▶ **PROVIDED MATERIAL**:
PR #353, opened 2026-06-14
chore(deps): pin Spark-coupled deps + jackson/aws-sdk bumps (consolidates #346/#349/#351)

schenksj:
## Summary

Consolidated dependency-maintenance PR for the current Spark 3.5.8 / Scala 2.12 build. Combines (a) durable dependabot `ignore` rules for Spark-coupled pins, (b) the safe build-plugin bumps salvaged from #348, and (c) the three valid dependency bumps previously split across #346, #349, #351.

### 1. Pin Spark-coupled deps in dependabot (`.github/dependabot.yml`)

These are pinned in `pom.xml` to match what Spark 3.5.x bundles; bumping them independently breaks at runtime/build time, so they're now ignored until a deliberate Spark upgrade:

| Dependency | Pinned at | Why it can't move on Spark 3.5.x |
|------------|-----------|----------------------------------|
| `org.apache.hadoop:*` | 3.3.4 | 3.4+ → `NoSuchMethodError` (`Configuration.getEnumSet`) in `S3AFileSystem.initialize`. |
| `org.antlr:antlr4-runtime` / plugin | 4.9.3 | Spark 3.5.x catalyst parser ATN incompatible with 4.10+. |
| `org.apache.iceberg:*` | 1.6.x | 1.10.1+ needs Avro 1.12; Spark 3.5.x ships Avro 1.11.x. |
| `org.apache.arrow:*` | 12.0.1 | Must match Spark 3.5.x's bundled Arrow. |
| `org.scala-lang:scala-library` | 2.12.x | Spark 3.5 supports 2.12/2.13 only (`>=2.13.0` ignored). |

### 2. Safe build-plugin bumps (from #348)

- `maven-surefire-plugin` 3.5.5 → 3.5.6
- `spotless-maven-plugin` 3.4.0 → 3.6.0

### 3. Dependency bumps (supersedes #346, #349, #351)

- `jackson-databind` 2.21.3 → 2.22.0
- `jackson-module-scala_2.12` 2.21.3 → 2.22.0 (moves in lockstep with databind)
- `aws.sdk.version` 2.44.4 → 2.46.5 (property-driven; all SDK artifacts move together, shaded)

All three are independent of the Spark pins and are safe minor bumps.

## Testing

`mvn validate` passes.

Closes #346, #349, #351 (folded in here). Also supersedes the closed #348 and #350.

### DIFF
--- a/.github/dependabot.yml
+++ b/.github/dependabot.yml
@@ -14,6 +14,24 @@ updates:
           - "org.apache.iceberg:*"
       test-dependencies:
         dependency-type: development
+    # These dependencies are pinned in pom.xml to match what Spark 3.5.x bundles.
+    # Bumping them independently breaks at runtime/build time, so they must move
+    # only as part of a deliberate Spark upgrade — not via dependabot. See the
+    # property comments in pom.xml for the specific failure modes.
+    ignore:
+      # Pin 3.3.4: Spark 3.5.x ships shaded hadoop-client 3.3.4; 3.4+ triggers
+      # NoSuchMethodError (Configuration.getEnumSet) in S3AFileSystem.initialize.
+      - dependency-name: "org.apache.hadoop:*"
+      # Pin 4.9.3: Spark 3.5.x's catalyst parser ATN is incompatible with 4.10+ runtimes.
+      - dependency-name: "org.antlr:antlr4-runtime"
+      - dependency-name: "org.antlr:antlr4-maven-plugin"
+      # Pin 1.6.x: iceberg-core 1.10.1+ requires Avro 1.12, but Spark 3.5.x ships Avro 1.11.x.
+      - dependency-name: "org.apache.iceberg:*"
+      # Pin 12.0.1 to match Spark 3.5.x's bundled Arrow.
+      - dependency-name: "org.apache.arrow:*"
+      # Stay on Scala 2.12.x for Spark 3.5.8 (Spark 3.5 supports 2.12/2.13 only, not 3.x).
+      - dependency-name: "org.scala-lang:scala-library"
+        versions: [">=2.13.0"]
     labels:
       - "type: chore"
 
--- a/.github/dependabot.yml
+++ b/.github/dependabot.yml
@@ -21,12 +21,17 @@ updates:
     ignore:
       # Pin 3.3.4: Spark 3.5.x ships shaded hadoop-client 3.3.4; 3.4+ triggers
       # NoSuchMethodError (Configuration.getEnumSet) in S3AFileSystem.initialize.
+      # Range-scoped so in-minor 3.3.x security patches still surface.
       - dependency-name: "org.apache.hadoop:*"
+        versions: [">=3.4.0"]
       # Pin 4.9.3: Spark 3.5.x's catalyst parser ATN is incompatible with 4.10+ runtimes.
       - dependency-name: "org.antlr:antlr4-runtime"
       - dependency-name: "org.antlr:antlr4-maven-plugin"
       # Pin 1.6.x: iceberg-core 1.10.1+ requires Avro 1.12, but Spark 3.5.x ships Avro 1.11.x.
+      # Range-scoped so in-minor 1.6.x security patches still surface (and 1.6.x bumps
+      # group correctly under spark-ecosystem rather than being fully ignored).
       - dependency-name: "org.apache.iceberg:*"
+        versions: [">=1.7.0"]
       # Pin 12.0.1 to match Spark 3.5.x's bundled Arrow.
       - dependency-name: "org.apache.arrow:*"
       # Stay on Scala 2.12.x for Spark 3.5.8 (Spark 3.5 supports 2.12/2.13 only, not 3.x).
--- a/pom.xml
+++ b/pom.xml
@@ -66,7 +66,7 @@
             S3AFileSystem.initialize.
         -->
         <hadoop.version>3.3.4</hadoop.version>
-        <aws.sdk.version>2.44.4</aws.sdk.version>
+        <aws.sdk.version>2.46.5</aws.sdk.version>
         <scalatest.version>3.2.20</scalatest.version>
         <mockito.version>4.11.0</mockito.version>
         <antlr.version>4.9.3</antlr.version>
@@ -171,12 +171,12 @@
         <dependency>
             <groupId>com.fasterxml.jackson.core</groupId>
             <artifactId>jackson-databind</artifactId>
-            <version>2.21.3</version>
+            <version>2.22.0</version>
         </dependency>
         <dependency>
             <groupId>com.fasterxml.jackson.module</groupId>
             <artifactId>jackson-module-scala_${scala.compat.version}</artifactId>
-            <version>2.21.3</version>
+            <version>2.22.0</version>
         </dependency>
 
 
--- a/pom.xml
+++ b/pom.xml
@@ -364,7 +364,7 @@
             <plugin>
                 <groupId>org.apache.maven.plugins</groupId>
                 <artifactId>maven-surefire-plugin</artifactId>
-                <version>3.5.5</version>
+                <version>3.5.6</version>
                 <configuration>
                     <!-- Fork each test class in a separate JVM for better isolation -->
                     <forkCount>1</forkCount>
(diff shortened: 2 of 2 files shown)


.github/dependabot.yml
```diff
@@ -14,6 +14,24 @@ updates:
...
       test-dependencies:
         dependency-type: development
+    # These dependencies are pinned in pom.xml to match what Spark 3.5.x bundles.
+    # Bumping them independently breaks at runtime/build time, so they must move
+    # only as part of a deliberate Spark upgrade — not via dependabot. See the
+    # property comments in pom.xml for the specific failure modes.
+    ignore:
+      # Pin 3.3.4: Spark 3.5.x ships shaded hadoop-client 3.3.4; 3.4+ triggers
+      # NoSuchMethodError (Configuration.getEnumSet) in S3AFileSystem.initialize.
+      - dependency-name: "org.apache.hadoop:*"
```
rbrenton, line 25: A bare `ignore` (no `versions:`) also suppresses **security** updates for this dependency, not just version bumps — so hadoop-aws / hadoop-common CVE PRs will stop surfacing. Scoping the ignore to `>=3.4.0` keeps the Spark-3.5.x pin (the `getEnumSet` break is a 3.4 API) while still letting dependabot propose in-minor `3.3.4 → 3.3.x` security patches. Mirrors the pattern you already use on `scala-library` below.

```suggestion
      - dependency-name: "org.apache.hadoop:*"
        versions: [">=3.4.0"]
```

---
_Generated by [Claude Code](https://claude.ai/code)_

.github/dependabot.yml
```diff
@@ -14,6 +14,24 @@ updates:
...
+      # Pin 4.9.3: Spark 3.5.x's catalyst parser ATN is incompatible with 4.10+ runtimes.
+      - dependency-name: "org.antlr:antlr4-runtime"
+      - dependency-name: "org.antlr:antlr4-maven-plugin"
+      # Pin 1.6.x: iceberg-core 1.10.1+ requires Avro 1.12, but Spark 3.5.x ships Avro 1.11.x.
+      - dependency-name: "org.apache.iceberg:*"
```
rbrenton, line 33: Same idea here — scoping to `>=1.7.0` blocks the Avro 1.12 jump (1.10.1+) while still allowing `1.6.x` security/patch bumps. As a bonus this also resolves the `org.apache.iceberg:*` overlap with the `spark-ecosystem` group above: with a range-scoped ignore, in-minor iceberg bumps become reachable again and group correctly. (Arrow and the ANTLR pins need exact-match, so a full ignore is justified for those.)

```suggestion
      # Pin 1.6.x: iceberg-core 1.10.1+ requires Avro 1.12, but Spark 3.5.x ships Avro 1.11.x.
      - dependency-name: "org.apache.iceberg:*"
        versions: [">=1.7.0"]
```

---
_Generated by [Claude Code](https://claude.ai/code)_

rbrenton (dismissed):
**LGTM.** All five pins match `pom.xml` exactly — hadoop `3.3.4` (`:68`), antlr `4.9.3` (`:72`), arrow `12.0.1` (`:73`), scala `2.12.21` (`:57`), iceberg-core `1.6.1` (`:303`) — the `ignore:` block is correctly placed at the update-item level (sibling to `groups`/`labels`), and the two plugin bumps rescued from #348 (surefire 3.5.5→3.5.6, spotless 3.4.0→3.6.0) are clean.

I left two inline `suggestion`s (non-blocking). The substantive one: a dependabot `ignore` **without** a `versions:` filter also silences *security* updates, so the bare `org.apache.hadoop:*` / `org.apache.iceberg:*` ignores will hide CVE bump PRs for those (hadoop especially has a CVE history). Range-scoping them — as you already do for `scala-library` — preserves the Spark-3.5.x compatibility pin while still allowing in-minor security patches to surface. The iceberg change also tidies up the `org.apache.iceberg:*` overlap with the `spark-ecosystem` group.

Approving as-is since these are hardening suggestions, not correctness fixes — take or leave them.

---
_Generated by [Claude Code](https://claude.ai/code)_

.github/dependabot.yml
schenksj: Good catch — applied in 504898c4. Scoped to `>=3.4.0` so 3.3.x security patches still surface while keeping the getEnumSet pin.

.github/dependabot.yml
schenksj: Applied in 504898c4 (`>=1.7.0`). Keeps us on 1.6.x, lets 1.6.x patches through, and resolves the spark-ecosystem group overlap. Left antlr/arrow as full ignores per your note that they need exact-match.

rbrenton (dismissed):
**Re-approving.** My earlier approval was dismissed by the new commits, so re-reviewing the delta in `504898c`:

**Suggestions applied correctly** — hadoop now `versions: [">=3.4.0"]`, iceberg `versions: [">=1.7.0"]`, antlr/arrow/scala unchanged. Comments explain the rationale well. ✓

**New dependency bumps (folded in from #346/#349/#351) — verified structurally clean:**
- `jackson-databind` and `jackson-module-scala_${scala.compat.version}` both move `2.21.3 → 2.22.0` **in lockstep** — this is the critical jackson invariant (module-scala must exactly match databind), and it holds. ✓
- `aws.sdk.version` `2.44.4 → 2.46.5` is a single property driving all SDK artifacts (`pom.xml:159`), so the BOM stays internally consistent; minor bump within v2. ✓

One note, not a blocker: jackson here is a deliberate override well above what Spark 3.5.x bundles (it was already 2.21.3, this just moves the override forward a minor) — so the real confidence on `2.22.0`/`2.46.5` rests on the **Build & Test (macOS ARM64)** job, which is still running. Approving on code-review grounds; if that job goes red I'll flag it.

---
_Generated by [Claude Code](https://claude.ai/code)_

schenksj:
## CI fix pushed (077d1fb3)

The Build & Test failure was caused by the AWS SDK bump in this PR, not Jackson. Six S3/credential/storage tests aborted identically:

```
java.lang.NoClassDefFoundError: org/apache/hc/client5/http/ssl/TlsSocketStrategy
  at software.amazon.awssdk.http.apache5.Apache5HttpClient.createClient(...)
```

**Root cause:** AWS SDK 2.46.x changed the `s3` module's default transitive sync HTTP client from `apache-client` (Apache HttpClient 4) to `apache5-client` (HttpClient 5). `apache5-client` 2.46.5 needs `httpclient5` ≥ 5.4 (for `TlsSocketStrategy`), but Maven version mediation resolves `httpclient5` to 5.3.1 → `NoClassDefFoundError` on every S3 client init.

**Fix:** stay on the Apache HttpClient 4 stack we've always shipped (what ≤ 2.44.4 used) — exclude `apache5-client` from `s3` and depend on `apache-client` explicitly. This keeps the SDK security bump without an unvetted HttpClient 5 migration. Dependency tree now resolves to `apache-client` → `httpclient 4.5.13`, and `apache5-client` is gone.

Verified locally: `StorageProviderTest` (4/4) and `S3CloudStorageProviderMultipartTest` (4/4, 1 ignored) now pass. The other four failed with the identical root cause.

rbrenton (approved):
**Re-approving — fix validated by CI.** The macOS Build & Test is now green on `077d1fb3`, so all 317 suites pass, including the six S3Mock/credential tests (`StorageProviderTest`, `S3CloudStorageProviderMultipartTest`, `CredentialDebugTest`, `S3FlowDebugTest`, `CustomCredentialProviderIntegrationTest`, `MergeSplitsS3DirectTest`) that aborted on the previous SHA with `NoClassDefFoundError: TlsSocketStrategy`.

The HttpClient-4 fix is correct and well-scoped: excluding `apache5-client` from `s3` + declaring `apache-client` explicitly keeps the 2.46.5 security bump while staying on the HttpClient 4 stack the project already ships, and `s3` is the only `software.amazon.awssdk` path so `apache5-client` can't re-enter. The in-line "why" comment will save the next person attempting an SDK bump.

Whole PR now LGTM: dependabot Spark-coupled pins (with the range-scoped hadoop/iceberg ignores), jackson 2.22.0 lockstep, aws-sdk 2.46.5 + HttpClient-4 pin, and the surefire/spotless plugin bumps — all green.

---
_Generated by [Claude Code](https://claude.ai/code)_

▶ **PROMPT**: Filter this listing and copy only the lines holding the word "versions".

▶ **SOLUTION FOR THIS EXERCISE**:
+        versions: [">=2.13.0"]
+        versions: [">=3.4.0"]
+        versions: [">=1.7.0"]
rbrenton, line 25: A bare `ignore` (no `versions:`) also suppresses **security** updates for this dependency, not just version bumps — so hadoop-aws / hadoop-common CVE PRs will stop surfacing. Scoping the ignore to `>=3.4.0` keeps the Spark-3.5.x pin (the `getEnumSet` break is a 3.4 API) while still letting dependabot propose in-minor `3.3.4 → 3.3.x` security patches. Mirrors the pattern you already use on `scala-library` below.
        versions: [">=3.4.0"]
        versions: [">=1.7.0"]
I left two inline `suggestion`s (non-blocking). The substantive one: a dependabot `ignore` **without** a `versions:` filter also silences *security* updates, so the bare `org.apache.hadoop:*` / `org.apache.iceberg:*` ignores will hide CVE bump PRs for those (hadoop especially has a CVE history). Range-scoping them — as you already do for `scala-library` — preserves the Spark-3.5.x compatibility pin while still allowing in-minor security patches to surface. The iceberg change also tidies up the `org.apache.iceberg:*` overlap with the `spark-ecosystem` group.
**Suggestions applied correctly** — hadoop now `versions: [">=3.4.0"]`, iceberg `versions: [">=1.7.0"]`, antlr/arrow/scala unchanged. Comments explain the rationale well. ✓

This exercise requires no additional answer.